What to ask potential employers to maximise your pension pot
When you’re offered a new job, understanding the pension scheme might not seem like the most important factor in your decision-making process.
But maybe it should be, because your pension is part of your overall reward package, along with your salary and other benefits.
In fact, the difference to your pension pot between the least and most generous schemes on offer could total £278,000 over your working lifetime, according to interactive investor.
That’s why the DIY pension platform is urging people to consider the pension provision as part of their overall job package and ask questions of their potential employer to gauge how generous their scheme is.
Becky O’Connor, head of pensions and savings at interactive investor, said: “Think of a pension as an effective, deferred pay rise and you will soon start to pay more attention to the percentages on offer from a potential new employer. The minimum contribution may be 8%, but some employers are far more generous, with total contributions from some workplaces equal to more than 20% of salary.
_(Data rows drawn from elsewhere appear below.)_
PR #497, opened 2019-01-21
Change default match level for vlc-url-check

Zaoliang:
we have sometimes problem with matching vlc-url-check. Change it now
to 86% to make the needle robust.
see https://progress.opensuse.org/issues/39926#note-9
verification test runs:
http://f40.suse.de/tests/228#next_previous


okurz:
I don't see the need in creating yet another needle without cleaning up old ones, especially as https://openqa.opensuse.org/tests/overview?distri=kubic&distri=opensuse&version=Tumbleweed&build=20190115&groupid=1&failed_modules=vlc currently does not show any VLC related failures. Also, I *think* it would be beneficial to mask any blinking cursor with an exclude area.

Zaoliang:
fine to me, then close it

PR #501, opened 2019-01-23
Delete workaround property from needles without bugref

okurz:


nilxam:
https://github.com/os-autoinst/os-autoinst-needles-opensuse/pull/502

PR #504, opened 2019-01-26
Revert "Use available screenshot to assert an unfocused textbox"

okurz:
Reverts os-autoinst/os-autoinst-needles-opensuse#499

The needle is neither specific to Leap 15.0 nor is it restricted to match only an "unfocussed textbox", see https://openqa.opensuse.org/tests/839815#step/start_wayland_plasma5/32


okurz:
@rwx788 @SergioAtSUSE

rwx788:
I've restarted that job.

PR #511, opened 2019-02-08
Add tianocore needles for aarch64

ggardet:


okurz:
created two new needles for the according SLE test https://openqa.suse.de/tests/2446124

PR #554, opened 2019-05-06
Renew and add new needles for tests/console/gpg.pm

wnereiz:
Ticket: [poo#50606](https://progress.opensuse.org/issues/50606)

Test case PR in **os-autoinst-distri-opensuse**: [Refine GnuPG case with batch mode for stability](https://github.com/os-autoinst/os-autoinst-distri-opensuse/pull/7345)


gpg-enter-passphrase-reenter-20190506.json
```diff
@@ -0,0 +1,17 @@
...
+      "width": 253,
+      "height": 18,
+      "type": "match",
+      "match": 75,
+      "margin": 150
+    }
+  ],
+  "properties": [],
+  "tags": [
+    "gpg-enter-passphrase-reenter"
```
asmorodskyi: I get your point you want to follow same pattern , but for me it sounds too weird . maybe we fallback just to `gpg-reenter-passphrase` ?

asmorodskyi: or you can use as main pattern `gpg-passphrase` : 

- `gpg-passphrase-enter`
- `gpg-passphrase-reenter`
- `gpg-passphraseunlock`

gpg-insecure-passphrase-20170614.json
```diff
@@ -10,6 +10,7 @@
     }
   ],
   "tags": [
-    "gpg-incorrect-passphrase"
+    "gpg-incorrect-passphrase",
```
asmorodskyi: looking into screenshot , agree with that it is about insecure but I didn't get why you did addition not replacement ? incorrect passphrase is different test case in my understanding .

gpg-enter-passphrase-reenter-20190506.json
wnereiz: I followed your second suggestion, I have also change the test case.

gpg-insecure-passphrase-20170614.json
wnereiz: That is because if this PR merged before test case PR and there is case running during this period, it will failed to find the tag. But any way, I have removed it, please merge too PRs together.

PR #561, opened 2019-06-04
Add needles for installation on krypton

rwx788:
See [poo#52445](https://progress.opensuse.org/issues/52445).


rwx788:
@okurz first of all, please, take a look on the change before requesting changes. The only thing where we might have duplicates are the issues with typing. And I had really weird ones, having ">" instead of dot. Other needles are unique to #560.

okurz:
ok, let's merge your PR and I will rebase mine and see what is still necessary

PR #562, opened 2019-06-18
Cleanup dolphin_new_folder

StefanBruens:
dolphin_new_folder-20180915 matches at 80%, and lets cases pass
where the "stuff" was not entered correctly

dolphin_new_folder-20180712 is the same as 20180915, but without
the mask for the blinking cursor, thus redundant

dolphin_new_folder-20180710 is the same as 20180713, but without
the mask for the parent folder (which changes with the login name).


okurz:
@jknphy The checks fail because of another needle that has the workaround property but no bugref in the filename. I will fix that in another PR.

PR #563, opened 2019-06-19
Fix 'includes a workaround tag but has no bug-ID in filename' error in self-test?

okurz:


okurz:
@jknphy

jknphy:
needle await_install-package-broken-yast2-logs-20190617 deleted. Sorry for the mess, I should have deleted it, it was just a test. Retry please.

okurz:
ok so we do not need this PR anymore

PR #838, opened 2025-05-08
Delete all needles with no or last match before 2024

Vogtinator:
psql openqa -t -c "SELECT filename FROM needles WHERE file_present IS TRUE GROUP BY filename HAVING MAX(last_matched_time) IS NULL OR EXTRACT(YEAR FROM MAX(last_matched_time)) < 2024" > needle_cleanup_2025


Vogtinator:
Hm, there's a weird `+1` in the diffstat I need to fix

okurz (approved):

PR #842, opened 2025-06-10
Fix tag in needle to match grub-bls

foursixnine:


Vogtinator:
IMO the code must not rely on a needle match there. GRUB2 with and without BLS might look completely identical.

foursixnine:
> IMO the code must not rely on a needle match there. GRUB2 with and without BLS might look completely identical.

Yeah, perhaps this part will need some rework, I guess the most troublesome module is bootloader_uefi

PR #844, opened 2025-08-05
Add needles for x11/xosview.pm

janvhs:
This commit adds needles for the functionality test of xosview.  It was first introduced in efefa878ed3bb1bd84d7b052696c0e0b4b8fbcdf of https://github.com/os-autoinst/os-autoinst-distri-opensuse.


Martchus:
I hope the area is outside the figures that are likely different between test runs.

d3flex (changes requested):
there is a double dash in the names. can we fix it?

PR #661, opened 2019-05-07
[ENG-197] Revamp overview topbar

fabmiz:
## Purpose

Revamp registries overview topbar

## QA Notes
❗️This topbar should not show for withdrawn and archiving registrations.

The topbar has two part:
1) states - left side
- The trigger button shows the button text for the current state - visible to all
- When clicked, you should see text describing the current registration state:
  - icon:
    pending states: clock outline icon
    embargoed: lock icon
    public: eye
  - header: represents the actual registration state. See `button text` on the table linked below
  - body of the text: long description of the current registration state. See `long description` column on table linked below
  - footer: admin actions. Only the registration admins should see action buttons.
      Admin actions: We currently only support ending embargo early and  withdrawing the registration for embargoed and public registration respectively. See `admin actions` on the table linked below
- For admins, the description/actions dropdown should automatic open when the overview page fully loads for all registration states except `public` and `embargoed`. See `Open popover on load` column on the table linked below.

Please refer to this [table](https://www.notion.so/cos/720f6cfd6ed54a98951be19e1af66dc9?v=fc1d748b30034d2090636c85561de408) for some clarifications on the above.

2) fork / bookmark / share - right side
- Make sure all the button have description tooltips
- Bookmark button should be disabled when using a VOL or AVOL.
- Check functionality of buttons and make sure no errors.

## Ticket

[ENG-197](https://openscience.atlassian.net/browse/ENG-197)

# Reviewer Checklist

- [ ] meets requirements
- [ ] easy to understand
- [ ] DRY


lib/registries/addon/overview/-components/overview-topbar/template.hbs
```diff
@@ -0,0 +1,100 @@
...
+            <BsTooltip
+                @placement='top'
+                @triggerEvents='hover'
+            >
+                {{t 'registries.overview.tooltips.fork'}}
+            </BsTooltip>
+        </dd.trigger>
+        <dd.content>
+            <div data-test-forks-dropdown-options local-class='ForksMenu'>
+                <div local-class='ForksMenu__option'>
```
aaxelb: These links don't take up the full width of the menu, which is unexpected (and inconsistent with the "share" menu next to it)
Kapture 2019-05-14 at 16 32 20

Might be cleanest to give `dd.content` a local class with `flex-direction: column`, then get rid of these wrapper `div`s

tests/engines/registries/acceptance/overview/topbar-test.ts
```diff
@@ -0,0 +1,206 @@
...
+            }
+
+            if (stateInfo.hasAdminActions) {
+                assert.dom('[data-test-state-admin-actions]').isVisible();
+            }
+            assert.dom('[data-test-state-description-short]').hasText(
+                t(`registries.overview.${state}.short_description`).toString(),
+            );
+            if (!reg.embargoEndDate) {
+                // ember-i18n test helper t does not support passing in options object.
```
aaxelb: [This isn't true](https://github.com/jamesarosen/ember-i18n/blob/v5.1.0/addon-test-support/index.js#L4), but [the types we wrote don't include the second parameter](https://github.com/fabmiz/ember-osf-web/blob/ffce3d542a39503c0e6e1afff587ed6358bf01b2/types/ember-i18n/test-support/index.d.ts#L4). If you update the type to
```ts
export function t(translation: string, interpolations?: Record<string, unknown>): SafeString;
```
you should be able to pass interpolations like normal.

app/utils/strip-html-tags.ts
```diff
@@ -0,0 +1,4 @@
+// Strip html tags from string
```
aaxelb: This seems like something we shouldn't usually do outside of tests -- maybe it'd make more sense in `tests/helpers/`?

lib/registries/addon/overview/-components/overview-topbar/template.hbs
```diff
@@ -0,0 +1,100 @@
...
+                        @onClick={{action (perform this.forkRegistration (action dd.close))}}
+                    >
+                        {{t 'registries.overview.fork_registration'}}
+                    </OsfButton>
+                </div>
+            </div>
+        </dd.content>
+    </ResponsiveDropdown>
+
+    <OsfButton
```
aaxelb: We should hide or disable the bookmark button for anonymous users. (Will update with product's preference)

lib/registries/addon/components/sharing-icons/sharing-anchor/component.ts
```diff
@@ -0,0 +1,5 @@
+import { tagName } from '@ember-decorators/component';
+import Component from '@ember/component';
+
+@tagName('')
```
aaxelb: When making a component tagless, always remember to add `...attributes` to the main element in the template. You never know whether someone will need to add attributes in the future, and don't want to make that future dev have to dig into the thing they're using.

PR #673, opened 2019-05-20
[ENG-476] Meeting detail submission list

adlius:
## Purpose

Add meeting detail page submission list component. Change vscode config.

## Summary of Changes

- Added `meeting-submissions-list` component and tests.
- Added `meeting-submission` model, serializer and adapter.
- Change VSCode config so that it will use workspace version of `typescript` unless otherwise specified.

## Ticket

https://openscience.atlassian.net/browse/ENG-476

# Reviewer Checklist

- [ ] meets requirements
- [ ] easy to understand
- [ ] DRY


app/meetings/detail/route.ts
```diff
@@ -7,8 +7,8 @@ import Analytics from 'ember-osf-web/services/analytics';
 export default class MeetingsDetail extends Route {
     @service analytics!: Analytics;
 
-    model(params: string) {
-        return params;
+    model(params: Record<string, string>) {
+        return params.meeting_id;
```
jamescdavis: A pattern we've used is to have the model hook return an object that includes a task instance for loading the model (see https://github.com/CenterForOpenScience/ember-osf-web/blob/develop/app/settings/tokens/edit/route.ts for an example). This task instance can be passed to PaginatedList::HasMany as `@modelTaskInstance` and it will yield to it and show a loader while the task is running.

PR #692, opened 2019-06-11
[ENG-393] Add admin editable publication doi

fabmiz:
## Purpose

Add admin editable publication doi

## Summary of Changes

- Add tests
- Add publication DOI editable field with validation
- Add publication DOI manager component
-  Add `extractDOI` helper

## Ticket

[ENG-393](https://openscience.atlassian.net/browse/ENG-393)

# Reviewer Checklist

- [ ] meets requirements
- [ ] easy to understand
- [ ] DRY

### DIFF
--- a/app/locales/en/translations.ts
+++ b/app/locales/en/translations.ts
@@ -532,6 +532,7 @@ export default {
         min_subjects: 'You must select at least {{minLength}} subject(s).',
         node_license_invalid: 'Invalid required fields for the license',
         node_license_missing_fields: 'The following required fields are missing: {{missingFields}}',
+        invalid_doi: 'Please use a valid DOI format (10.xxxx/xxxxx)',
     },
     validated_input_form: {
         discard_changes: 'Discard changes',
@@ -1104,6 +1105,7 @@ export default {
             affiliated_institutions: 'Affiliated institutions',
             license: 'License',
             no_license: 'No license',
+            no_publication_doi: 'No publication DOI given',
             disciplines: 'Disciplines',
             tags: 'Tags',
             citation: 'Citation',
--- a/lib/osf-components/addon/components/editable-field/publication-doi-manager/component.ts
+++ b/lib/osf-components/addon/components/editable-field/publication-doi-manager/component.ts
@@ -1,0 +1,107 @@
+import { tagName } from '@ember-decorators/component';
+import { action, computed } from '@ember-decorators/object';
+import { alias, and, not } from '@ember-decorators/object/computed';
+import { service } from '@ember-decorators/service';
+import Component from '@ember/component';
+import EmberObject from '@ember/object';
+import { task } from 'ember-concurrency';
+import { buildValidations, Validations, validator } from 'ember-cp-validations';
+import I18N from 'ember-i18n/services/i18n';
+import Toast from 'ember-toastr/services/toast';
+
+import { layout } from 'ember-osf-web/decorators/component';
+import Registration from 'ember-osf-web/models/registration';
+import { DOIRegex, extractDoi } from 'ember-osf-web/utils/doi';
+import template from './template';
+
+export interface PublicationDoiManager {
+    save: () => void;
+    publicationDoi: string;
+    inEditMode: boolean;
+    validationNode: Registration & Validations;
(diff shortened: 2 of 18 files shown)


lib/osf-components/addon/components/editable-field/publication-doi-manager/component.ts
```diff
@@ -0,0 +1,106 @@
...
+    publicationDoi: string;
+    inEditMode: boolean;
+    validationNode: Registration & Validations;
+    didValidate: boolean;
+}
+
+const DoiValidations = buildValidations({
+    articleDoi: [
+        validator('format', {
+            regex: DOIRegex,
```
aaxelb: Seems like this shouldn't be required. Users should be able to set it blank if they want.

fabmiz: Set it blank so as to delete an existing pub DOI?

aaxelb: Yeah. On preprints, users have sometimes misunderstood the point of the field and given the DOI we minted for this exact registration, or for something else they think is related but isn't a published version of this registration. They should be able to go back to no publication DOI if they need to.

app/utils/extract-doi.ts
```diff
@@ -0,0 +1,11 @@
+// https://github.com/CenterForOpenScience/ember-osf/blob/develop/addon/utils/extract-doi-from-string.js
```
aaxelb: I understand not wanting to be held responsible for this regex, but better than linking ember-osf would be adding some unit tests!

lib/osf-components/addon/components/node-publication-doi-editable/component.ts
```diff
@@ -0,0 +1,15 @@
...
+import styles from './styles';
+import template from './template';
+
+@layout(template, styles)
+export default class NodePublicationDoiEditable extends Component {
+    // Private
+    manager!: PublicationDoiManager;
+
+    doiPlaceholder = '10.xxxx/xxxxx';
+    doiUrlPrefix = 'https://doi.org/';
```
aaxelb: These two would make sense as constants in `utils/extract-doi` (maybe also rename it to `utils/doi`, so we can put all DOI-related utils together)

lib/osf-components/addon/components/node-publication-doi/component.ts
```diff
@@ -0,0 +1,18 @@
...
+import template from './template';
+
+@tagName('')
+@layout(template)
+export default class NodePublicationDoi extends Component {
+    manager!: PublicationDoiManager;
+
+    @computed('manager.publicationDoi')
+    get publicationDoiUrl() {
+        return `https://doi.org/${this.manager.publicationDoi}`;
```
aaxelb: Maybe a `formatDoi` function in `utils/doi`? Ideally it would be idempotent, so you don't need to worry about whether the DOI is already in URL form.

app/locales/en/translations.ts
```diff
@@ -532,6 +532,7 @@ export default {
         min_subjects: 'You must select at least {{minLength}} subject(s).',
         node_license_invalid: 'Invalid required fields for the license',
         node_license_missing_fields: 'The following required fields are missing: {{missingFields}}',
+        invalid_doi: 'Please use a valid DOI format (10.xxx/xxxxx)',
```
aaxelb: The format here should match the placeholder (there must be at least 4 numbers after `10.`). Either update this to match or (if it's easy, better to) pass in the placeholder so it will always match.

lib/osf-components/addon/components/node-publication-doi-editable/component.ts
```diff
@@ -0,0 +1,17 @@
...
+import styles from './styles';
+import template from './template';
+
+@layout(template, styles)
+export default class NodePublicationDoiEditable extends Component {
+    // Private
+    manager!: PublicationDoiManager;
+
+    doiPlaceholder = DOIUrlPrefix;
+    doiUrlPrefix = DOIPlaceholder;
```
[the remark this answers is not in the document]
fabmiz: 🤕

PR #695, opened 2019-06-13
[ENG-601] move tasks to ember object extend

jamescdavis:
## Purpose

Assigning computed properties (which ember-concurrency tasks are) directly to class fields does not work in Ember 3.6+. This moves any of these assignments to `extend()` or, in a few cases where `.extend()` could not be used because we are extending a native class, directly to the prototype using `Object.defineProperties`.

## Summary of Changes

* move tasks in `paginated-list/all`, `paginated-list/has-many`, and registries overview route to `Object.defineProperties()` because they extend from ES6 classes.
* move all other tasks to `.extend()`

## Side Effects

None expected.

## Feature Flags

n/a

## QA Notes

No specific QA needed.

## Ticket

https://openscience.atlassian.net/browse/ENG-601

# Reviewer Checklist

- [ ] meets requirements
- [ ] easy to understand
- [ ] DRY

### DIFF
--- a/app/dashboard/controller.ts
+++ b/app/dashboard/controller.ts
@@ -22,7 +22,67 @@ const {
     },
 } = config;
 
-export default class Dashboard extends Controller {
+export default class Dashboard extends Controller.extend({
+    setupTask: task(function *(this: Dashboard) {
+        this.set('filter', null);
+
+        const institutions = this.store.findAll('institution');
+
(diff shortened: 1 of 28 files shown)


jamescdavis:
We should use https://github.com/machty/ember-concurrency-decorators/pull/56 instead

PR #701, opened 2019-06-20
[ENG-510]Edit affiliated institutions modal to use checkboxes instead of plus/minus icons

futa-ikeda:
## Purpose

Change the plus/minus icons in the affiliated institutions modal window into checkboxes

## Summary of Changes

Modal window shown after a user clicks on the pencil icon for the affiliated institutions in the righthand metadata column now uses checkboxes instead of plus/minus icons. Box should be unchecked if the institution is not yet affiliated with the registry. Changing the affiliation status of institutions should be reflected in the metadata column after saving. These saved changes should be reflected when the user reopens the modal window.

## Side Effects

No known side effects.

## QA Notes

Please confirm the modal window is loading the proper institutions and appropriate affiliation status. 

Registry overview page. Righthand column, section Affiliated institutions. Click the pencil icon to edit the institutions and make sure the institutions are checked if affiliated. Should update after user hits save button on modal.
Screen Shot 2019-06-20 at 3 20 47 PM

## Ticket
https://openscience.atlassian.net/browse/ENG-510

# Reviewer Checklist

- [ ] meets requirements
- [ ] easy to understand
- [ ] DRY

[EMB-123]: https://openscience.atlassian.net/browse/EMB-123

### DIFF
--- a/lib/osf-components/addon/components/institution-select-list/template.hbs
+++ b/lib/osf-components/addon/components/institution-select-list/template.hbs
@@ -11,9 +11,16 @@
             <li data-test-institution={{institution.id}}>
                 <label local-class='label'>
                     {{#let (contains institution @manager.affiliatedList) as |isAffiliated|}}
-                        {{input (html-attributes data-test-institution-button=(concat (if isAffiliated 'remove' 'add') '-' institution.id ) data-analytics-name=(if isAffiliated 'Remove' 'Add'))
-                        type='checkbox' checked=isAffiliated disabled=@manager.save.isRunning
-                        change=(action @manager.toggleInstitution institution) }}
+                        {{input 
+                            (html-attributes 
+                                data-test-institution-button=(concat (if isAffiliated 'remove' 'add') '-' institution.id ) 
+                                data-analytics-name=(if isAffiliated 'Remove' 'Add')
+                            )
+                            type='checkbox' 
+                            checked=isAffiliated 
+                            disabled=@manager.save.isRunning
+                            change=(action @manager.toggleInstitution institution) 
+                        }}
                     {{/let}}
                     {{institution.name}}
                 </label>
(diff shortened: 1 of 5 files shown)


lib/osf-components/addon/components/institution-select-list/template.hbs
```diff
@@ -11,19 +11,9 @@
...
-                            @type='link'
-                            @disabled={{@manager.save.isRunning}}
-                            @onClick={{if isAffiliated (action @manager.removeInstitution institution) (action @manager.addInstitution institution)}}
-                        >
-                            <FaIcon
-                                local-class='institutionIcon'
-                                @icon={{if isAffiliated 'minus' 'plus'}}
-                            />
-                        </OsfButton>
+                        {{input (html-attributes data-test-institution-button=(concat (if isAffiliated 'remove' 'add') '-' institution.id ) data-analytics-name=(if isAffiliated 'Remove' 'Add'))
```
aaxelb: One of these days we need one of us to get prettier (or something like it) set up, but in the meanwhile, would you mind splitting long lines along consistent boundaries? If a list of args is too long to fit on one line, then put a line break before *every* arg, not just some of them. It helps a brain tokenize accurately.

```hbs
{{input
    (html-attributes
        data-test-institution-button=(concat (if isAffiliated 'remove' 'add') '-' institution.id )
        data-analytics-name=(if isAffiliated 'Remove' 'Add')
    )
    type='checkbox'
    checked=isAffiliated
    disabled=@manager.save.isRunning
    change=(action @manager.toggleInstitution institution)
}}
```

aaxelb: (That `(concat (if isAffiliated 'remove' 'add') '-' institution.id )` would be cleaner as a computed property, but the actual problem is that the tests were written to expect a concatenated blob instead of just `id`, since they could use the `checked` attr to tell the state. Probably beyond the scope of this ticket to fix that, so I think it's fine as-is.)

PR #707, opened 2019-06-28
[ENG-390]Set up registry submission routes and waffle flag

futa-ikeda:
## Purpose
Define route structure and waffleflag for submission workflow

## Summary of Changes
Added new routes to registries, and placeholder pages for those routes. Added new waffleflag `ember_registries_submission` to frontend config.

## Feature Flags
`ember_registries_submission`
New flag added, but the pages are currently blank.

## Ticket

https://openscience.atlassian.net/browse/ENG-390

# Reviewer Checklist

- [ ] meets requirements
- [ ] easy to understand
- [ ] DRY


lib/registries/addon/drafts/controller.ts
```diff
@@ -0,0 +1,7 @@
+import { service } from '@ember-decorators/service';
+import Controller from '@ember/controller';
+import Analytics from 'ember-osf-web/services/analytics';
+
+export default class Drafts extends Controller {
```
aaxelb: You should be able to delete all these controllers. A lot of pages don't require a controller at all, so we typically don't add them until they're needed.

lib/registries/addon/drafts/draft/form/route.ts
```diff
@@ -0,0 +1,7 @@
+import Route from '@ember/routing/route';
+
+export default class DraftsFormRoute extends Route.extend({}) {
```
aaxelb: `.extend` shouldn't be necessary:
```suggestion
export default class DraftsFormRoute extends Route {
```

lib/registries/addon/drafts/draft/form/route.ts
```diff
@@ -0,0 +1,7 @@
...
+    model() {
+        return this.modelFor('drafts');
```
aaxelb: Instead of a model hook that will definitely need to be rewritten, it might be nice to add page tracking to each new route, since that's a consistent need and is easy to forget. Something like:
```ts
export default class ... extends Route {

    @action
    didTransition() {
        this.analytics.trackPage();
    }
}
```

lib/registries/addon/routes.ts
```diff
@@ -4,6 +4,19 @@ export default buildRoutes(function() {
...
 
+    this.route('start', { path: '/registries/start' });
+
+    this.route('forms', { path: '/registries/forms' }, function() {
+        this.route('help', { path: '/help' });
+    });
+
+    this.route('drafts', { path: '/registries/drafts' }, function() {
+        this.route('draft', { path: '/:id' }, function() {
+            this.route('form');
```
aaxelb: Given the updated plan, I think we want to move the "static metadata" page (previously at `.index`) to a subroute here with its own waffle. Maybe like...

Route: `registries.drafts.draft.metadata`
Waffle: `ember_registries_submission_metadata`

Mind adding that with another placeholder real quick?

aaxelb:
Moved to / replaced by #729

PR #709, opened 2019-07-05
[ENG-645] Truncate registration description

futa-ikeda:
## Purpose

Have  long descriptions get truncated after a certain threshold. A button 
 
## Summary of Changes

- Set a height limit (currently 50px) to the description text area. 
- If the description is short enough to not exceed this height limit, nothing should appear different. 
- If the description exceeds the height threshold, it will fade vertically to white and a button will appear below it, giving the option to "Show more"
- Clicking "Show more" will show the entire description. Button changes to "Show less" and will hide the description again.
- If the user changes the description, it should dynamically update the appearance if the description is made longer or shorter beyond the set height threshold.
- When the description is updated, the default behavior is to have the description box collapse down again.

image

## QA Notes

1. Are there any accessiblity issues with this? i.e: Is the current height threshold of 50px too low? Does the fade-overlay make it too hard to see?

2. Please verify the behavior listed above 
a.no change for short descriptions
b. fading overlay and a "show more/less" button below
c. automatically detect descriptions that are too long after updating the description using the "Edit description" feature

## Ticket

https://openscience.atlassian.net/browse/ENG-645

# Reviewer Checklist

- [ ] meets requirements
- [ ] easy to understand
- [ ] DRY

[EMB-123]: https://openscience.atlassian.net/browse/EMB-123

### DIFF
--- a/lib/osf-components/addon/components/node-description/component.ts
+++ b/lib/osf-components/addon/components/node-description/component.ts
@@ -17,8 +17,8 @@ export default class NodeDescription extends Component {
     truncateDescription: boolean = true;
 
     setTruncate(element: Element) {
-        const { height, width } = element.getBoundingClientRect();
-        if (height && width && height > (heightLimit - 1)) {
+        const height = element.clientHeight;
+        if (height && height > (heightLimit - 1)) {
             this.set('shouldTruncate', true);
             this.set('truncateDescription', true);
         } else {
--- a/lib/osf-components/addon/components/node-description/component.ts
+++ b/lib/osf-components/addon/components/node-description/component.ts
@@ -7,6 +7,8 @@ import { DescriptionManager } from 'osf-components/components/editable-field/des
 import styles from './styles';
 import template from './template';
 
+const heightLimit: number = 200; // height limit should be (.hide {max-height} - 1)
+
 @tagName('')
 @layout(template, styles)
 export default class NodeDescription extends Component {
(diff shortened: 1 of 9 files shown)


lib/osf-components/addon/components/node-description/component.ts
```diff
@@ -10,4 +11,22 @@ import template from './template';
 @layout(template, styles)
 export default class NodeDescription extends Component {
     manager!: DescriptionManager;
+    shouldTruncate: boolean = false;
+    truncateDescription: boolean = true;
+
+    setTruncate(element: Element, args: any[]) { // args: [description, this]
```
aaxelb: Ideally, we never ever use `any`. You can explicitly type the elements of an array (and use destructuring to avoid the awkward `args[1]`) like this:
```ts
setTruncate(element: Element, [description, node]: [string, NodeDescription]) {
```
But, as mentioned below (or above?), we should bind the function instead of passing `this`.

lib/osf-components/addon/components/node-description/styles.scss
```diff
@@ -2,3 +2,25 @@
     word-break: break-word;
     margin-bottom: 15px;
```
aaxelb:
```suggestion
```
Minor thing: This `margin-bottom` doesn't do anything when the description is truncated (because the heading below has a larger `margin-top`), but it pushes the "see more" button down so it's closer to the heading below than the description text:
Screen Shot 2019-07-15 at 15 23 59

PR #710, opened 2019-07-08
[ENG-658] Setup 'new-home' to be connected to the home route

baylee-d:
## Purpose

To make the `home` route point to the new logged-out homepage

## Summary of Changes

- Rename `new-home` to `home`
- Update tests to match new route

## Side Effects

This should just effect what page the `home` route displays.  There shouldn't be any side effects.

## Feature Flags

N/A

## QA Notes

This should only show the new logged-out homepage whenever you hit the `home` route.

## Ticket

https://openscience.atlassian.net/browse/ENG-658

# Reviewer Checklist

- [ ] meets requirements
- [ ] easy to understand
- [ ] DRY


app/home/controller.ts
```diff
@@ -1,45 +1,6 @@
-import { computed } from '@ember-decorators/object';
-import { service } from '@ember-decorators/service';
 import Controller from '@ember/controller';
-import config from 'ember-get-config';
-import UserRegistration from 'ember-osf-web/models/user-registration';
-import Analytics from 'ember-osf-web/services/analytics';
-import chunkArray from 'ember-osf-web/utils/chunk-array';
 
 export default class Home extends Controller {
```
aaxelb: This controller is now empty -- delete it?

app/home/route.ts
```diff
@@ -6,28 +6,20 @@ import Session from 'ember-simple-auth/services/session';
...
-    async beforeModel(this: Home, transition: Transition) {
-        await super.beforeModel(transition);
+  @service analytics!: Analytics;
+  @service session!: Session;
 
-        if (this.session.isAuthenticated) {
-            this.transitionTo('dashboard');
-        }
-    }
+  async beforeModel(this: Home, transition: Transition) {
```
aaxelb: You shouldn't need to give `this` a type in class methods -- TS can figure it out.

app/home/route.ts
```diff
@@ -6,28 +6,20 @@ import Session from 'ember-simple-auth/services/session';
...
+      }
+  }
 
-    resetController(controller: Controller, isExiting: boolean, _: Transition) {
-        if (isExiting) {
-            controller.set('goodbye', null);
-        }
-    }
+  @action
+  didTransition(this: Home) {
```
aaxelb: ditto

CHANGELOG.md
```diff
@@ -5,6 +5,9 @@ The format is based on [Keep a Changelog](http://keepachangelog.com/en/1.0.0/)
 and this project adheres to [Semantic Versioning](http://semver.org/spec/v2.0.0.html).
 
 ## [Unreleased]
+### Changed
+- `new-home` route is now `home`
+- `home` route is now `old-home`
```
aaxelb: There's no waffle flag for switching back to `old-home`, right? If not, seems better to delete it. If we want the old homepage back, it's always here in git.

“Over a lifetime of earnings, this extra can mean the difference between a reasonably basic retirement and a comfortable one when you give up work.
“According to interactive investor’s calculations, someone starting working life on a typical graduate salary, receiving pay rises of 1% a year, 2.5% above RPI investment growth and with a pension contribution of 8% would retire with a pot worth £186,000 at age 68. This rises to £464,000 with a total contribution of 20% a year throughout working life – a £278,000 difference.”
What questions should you ask?
O’Connor has listed her top tips on what to ask a potential new employer about their workplace pension scheme. She said that ‘if you are lucky enough to be choosing between jobs with similar salaries, then the generosity of a pension may swing it for you’.
1. Ask the recruiter or HR team at your prospective employer what the maximum contribution allowed is from you and up to what level will the employer match or ‘double match’ your contributions.
An example of matching is you contribute 5% and your employer contributes 5%. Double matching would mean you put in 5% and your employer contributes 10%. It’s worth remembering that with all pensions, can also increase your own contributions up to the annual allowance of £40,000 or your maximum earnings, if lower, even if the employer doesn’t continue to match them.
2. Ask if your workplace pension scheme offers a sustainable fund option.
The way pensions are invested by big workplace schemes can have an impact on the planet, as they may be invested in fossil fuels, or more beneficially, renewable energy. If this is important to you, ask whether a green option is available before signing up.
3. Ask what type of pension scheme your potential new workplace offers.
The chances are it is defined contribution (so you know what you will put in, but what you get out will depend on investment performance), but if a public sector role, it could be defined benefit, in which case when you retire you will receive an income based on your salary when you were working. The latter are less common now but often more generous overall.
4. Check what tax relief you will receive on contributions.
Basic rate taxpayers will receive 20% tax relief. If you will be earning more than the higher rate tax threshold of £50,270, you can receive 40% relief on contributions and if you earn more than £150,000, you are entitled to 45% tax relief on contributions.
5. Ask whether the scheme takes ‘relief at source’ (after tax) or is ‘net pay’ (before tax).
This can be particularly relevant to lower earners as with net pay schemes, people earning below the £12,570 personal allowance threshold won’t get tax relief, because they don’t pay income tax. With ‘relief at source’, they will still receive tax relief. It can also be relevant to higher earners, as with relief at source, higher earners may need to claim tax relief above the basic rate through their tax return – a bit of extra hassle.
6. Ask if your employer agree to pay your pension contributions into a Self-Invested Personal Pension (SIPP), so that you can choose how to invest your own pension?
Some employers do offer this and it can be a good option if you want full choice and control over where your pension is invested.
7. Check if you will receive a bonus and if you can invest this into your pension?
‘Bonus exchange’, where your bonus is paid directly into your pension, can result in a significantly reduced income tax and NI bill. If doing so would take you over your annual allowance of £40,000 (or maximum earnings if lower) in a tax year, consider using ‘carry forward’, which allows you to use up unused allowance from the previous three tax years.